So it always is larger than the file in the working directory.
Nope.
In order to understand you need to know how git stores its data.
Git uses heuristics to find similar parts of your code. In other words, when git finds identical content (whole file or part of it) it doesn't store it twice but instead, it stores it once and uses pointer o point to the first occurrence. This is known as hunks.
Whenever you execute git add
, git grabs the content, "sets" up the hunks and stores them later on inside the pack file. So back to track, when you execute git add
git grabs the content, hashes it using sha1sum, hash-object and more, zips it and stores it inside your .git/objects folder.

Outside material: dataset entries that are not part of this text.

PR #246, opened 2016-08-31
[IMP][website_seo_redirection] New features and bug fixes.

yajo:
- Fix a bug that was redirecting to disabled languages if the user's browser was in an installed language that was disabled for the website.
- Allow to have several origins for a destination.
- Disallow recursive redirections.
- Add both original and redirected URLs to web editor link search.
- Cannot have a redirection to yourself, now as a SQL constraint.
- Rename "Redirected URL" to "Destination URL" (seems more self-explicative).
- Add support for redirections that don't replace the controller (AKA shortcuts).
- Allow to choose a page URL from the "Promote" menu.
- Fix some styling issues, including `"use strict"` outside the function block.
- Tests, tests, tests (man, those JSONRPC ones were hard).

@Tecnativa

### DIFF
--- a/website_seo_redirection/models/website_seo_redirection.py
+++ b/website_seo_redirection/models/website_seo_redirection.py
@@ -1,10 +1,12 @@
 # -*- coding: utf-8 -*-
 # © 2016 Jairo Llopis <jairo.llopis@tecnativa.com>
 # License LGPL-3.0 or later (http://www.gnu.org/licenses/lgpl).
+from psycopg2 import IntegrityError
 
 from openerp import _, api, fields, models
-from openerp.http import request, local_redirect
+from openerp.http import local_redirect, request
 from openerp.exceptions import ValidationError
+
 from ..exceptions import NoOriginError, NoRedirectionError
 
 
@@ -15,7 +17,9 @@ class WebsiteSeoRedirection(models.Model):
     _description = "SEO controller redirections"
     _sql_constraints = [
         ("origin_unique", "UNIQUE(origin)", "Duplicated original URL"),
-        ("destination_unique", "UNIQUE(destination)", "Duplicated new URL"),
+        ("origin_destination_distinct",
+         "CHECK(origin != destination)",
+         "Recursive redirection."),
     ]
 
     origin = fields.Char(
@@ -25,10 +29,18 @@ class WebsiteSeoRedirection(models.Model):
         help="Path where the original controller was found.",
     )
     destination = fields.Char(
-        string="Redirected URL",
+        string="Destination URL",
         required=True,
         index=True,
         help="Path where the controller will be found now.",
+    )
+    relocate_controller = fields.Boolean(
+        default=True,
+        help="If you relocate the controller, the same page that was found in "
+             "the original URL will be now in the destination. Otherwise, "
+             "this will simply make requests be redirected, but a new "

The "real" content of your files (once git packs it later on) are simply smaller chunks known as hunks
and git knows how to index them into your original file.
What are hunks?
Hunks are patch files. You can see them when you execute git add -p
and then, if you have multiple changes on several locations in your files, choose the s
and you will see them.
These are the options you can do within add -p
:
y - stage this hunk
n - do not stage this hunk
q - quit, do not stage this hunk nor any of the remaining ones
a - stage this and all the remaining hunks in the file
d - do not stage this hunk nor any of the remaining hunks in the file
g - select a hunk to go to
/ - search for a hunk matching the given regex
j - leave this hunk undecided, see next undecided hunk
J - leave this hunk undecided, see next hunk
k - leave this hunk undecided, see previous undecided hunk
K - leave this hunk undecided, see the previous hunk
s - split the current hunk into smaller hunks
e - manually edit the current hunk
? - print help
Once you use the s
it will pick the chunk of code which can be considered as a standalone change. If you want to split it even more, you will have to use the e
to edit the hunk and then add it back to the stage area.
Git stores "patches" which are the delta of your changes, but git adds a few other "layers" on top of it. It reuses the same content once it "sees" it, (it's being done using the heuristics) and adding only "new" changes while pointing to the old ones.
Later on git grabs the content and packs it using ZIP.